Andere Choreografie in der Ostkurve des Berliner Olympiastadions: Hier wehrte sich eine stabile, in der Stadt sozial engagierte Fanbasis gegen die Einverleibung ihres Klubs. Der Streit brachte die ganze Hertha zum Rasen: Nun hat Windhorst keinen Bock und vielleicht auch kein Geld mehr.

Investor Lars Windhorst wollte aus Hertha einen europäischen Topklub machen, Jürgen Klinsmann sollte ihm dabei helfen, floh aber.
Investor Lars Windhorst wollte aus Hertha einen europäischen Topklub machen, Jürgen Klinsmann sollte ihm dabei helfen, floh aber.

© Imago/Nordphoto

Der gekaufte Traum war ein anderer: Der postulierte „Big City Club“ sollte mit Trainer Jürgen Klinsmann und Meisterschale durchs Brandenburger Tor ziehen; Windhorsts wechsel- und zuweilen zweifelhafte Vita in der Erfolgssonne ausgeblichen werden. Stattdessen spielte Hertha, überfordert von Erwartungen, gegen den Abstieg und verlor die fußballerische Vorherrschaft in der Hauptstadt an den Köpenicker Kiezklub 1. FC Union. Eine filmreife Saga ohne Happy End in Westend.

Nun bietet Windhorst seine einst überteuert erworbenen Anteile von 64,7 Prozent an der Kapitalgesellschaft via Facebook feil. Bei dem Netzwerk hatte schon Klinsmann seine Flucht verkündet: „HaHoHe – Euer Jürgen!“ Jetzt wechselt sich auch der Investor selbst aus, steht vor dem Rauswurf als Vereinsmitglied. Und der erst kürzlich vom Fan-Ultra zum Präsidenten aufgestiegene Bernstein muss gleich mal bei der Investorensuche aushelfen.
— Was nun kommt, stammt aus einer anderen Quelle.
PR #208, opened 2021-09-08
[#IP-362] Message enrichment - add on

balanza:
This PR is related to https://github.com/pagopa/io-functions-commons/pull/207, to discuss about whether we need `asyncMapAsyncIterator` or not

Herthas Klubwert liegt wohl nur bei 180 Millionen Euro

Es läuft die Nachspielzeit eines spottreifen Spektakels. Wo kriegt Hertha jetzt 374 Millionen Euro her? Oder einen Investor, der zumindest 64,7 Prozent davon zahlt? Oder zumindest 64,7 Prozent vom tatsächlichen Klubwert, der bei 180 Millionen Euro liegen soll? Verloren ist Hertha deshalb nicht.

Drei Jahre Wahnsinn haben am Ende auch viel Gutes: Einige der Windhorst-Millionen gelten Herthas Schulden ab. Der starre Vereinspatron Gegenbauer ist weg, ebenso sein sportlich schwacher Manager Michael Preetz. Jetzt auch der Größenwahn. Big City Club? Bei Hertha will Windhorsts Worte schon lange keiner mehr hören.
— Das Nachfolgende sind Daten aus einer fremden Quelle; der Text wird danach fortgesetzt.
PR #211, opened 2021-09-13
[#IP-362] Pagination

michaeldisaro:
#### List of Changes

- Complete refactoring of utilities useful for paging.
- Changed openapi models related to messages pagination.
- New model that is oneOf EnrichedMessage or CreatedMessageWithoutContent
 
PS: Sorry for branch name, it's wrong.

#### Motivation and Context

We want to have a consistent pagination.

- yarn build
- yarn lint
- yarn test

#### Types of changes

#### Checklist:


src/utils/paging.ts
```diff
@@ -50,5 +30,9 @@ export const fillPage = async <T extends { readonly id: string }>(
     O.map(e => e.id),
     O.toUndefined
   );
-  return { hasMoreResults, items, next, prev };
+  return {
+    items,
+    next,
+    prev
+  };
```
AleDore, line 37: Why moving out hasMoreResults from here?

michaeldisaro: Because we don't need it. If `hasMoreResults === false` then `next === undefined`.

michaeldisaro: Explained: if do not have a `next` there are no more results.

src/utils/async.ts
```diff
@@ -174,3 +176,40 @@ export const reduceAsyncIterator = async <T, V>(
...
+    }
+    if (acc.length === pageSize) {
+      break;
+    }
+    // eslint-disable-next-line functional/immutable-data
+    acc.push(await next.value);
+  }
+
+  return { hasMoreResults, results: acc };
+};
```
AleDore, line 215: @balanza @BurnedMarshal ?

openapi/definitions.yaml
```diff
@@ -271,6 +271,14 @@ EnrichedMessage:
...
     - created_at
     - sender_service_id
+    - service_name
+    - organization_name
+    - message_title
+PublicMessage:
+  x-one-of: true
+  allOf:
+    - $ref: "#/CreatedMessageWithoutContent" 
+    - $ref: "#/EnrichedMessage"
```
balanza, line 281: Should it be `PublicMessage`?

src/utils/async.ts
balanza: Nothing to say on the implementation, I have some concerns on naming, though.

I'd avoid the concept of Page; instead I'd go for `asyncIteratorToLimitedArray`, also because this method has nearly the same signature ans body of `asyncIteratorToArray`.

Which makes me think: can we collapse both methods into one? Maybe passing the `size` argument as optional with a default value of `Infinity` would make it work.

michaeldisaro: But there is a concept of "page" because we do not return an array, but a model that contains an array and a "paging property" called `hasMoreResult`. I suggested this name to make the intention clear when we use this.

michaeldisaro: Here we are de facto returning a "page of items" from a iterator. Caller's readability is a lot improved with this name.

openapi/definitions.yaml
michaeldisaro: Well... we pass from a function that is `retrievedToPublicMessage` so I think it could be...

src/utils/async.ts
michaeldisaro: @balanza done on https://github.com/pagopa/io-functions-commons/pull/211/commits/10a4887c90321c1331ea1b0d774ea7d0df593aad

AleDore (approved):
LGTM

Eine Vision darf der Verein aber haben: als Sehnsuchtsfläche für vielfältigen Fußball in einer vielfältigen Hauptstadt – dann auch mit einem Frauenteam. Und als in der Stadt verwurzelter Traditionsklub von Welt – dann auch mit einem neuen Fußballstadion. Der 1. FC Union, als Tabellenführer über sich hinaus gewachsen, will so groß gar nicht wachsen. Hertha könnte es, ist aber noch nicht bereit dafür.

Vor 130 Jahren gegründet am Prenzlauer Berg, groß geworden in Wedding, der Teilung trotzend in Westend, muss sich Hertha in der Stadt des Werdens weiter selbst neu finden. Und auf dem Spielfeld mal wieder drei Punkte holen. Schöner als die letzten Jahre spielen sie immerhin schon, feuern sich an auf dem Rasen und auf den Rängen. Berlin kann dabei nur gewinnen.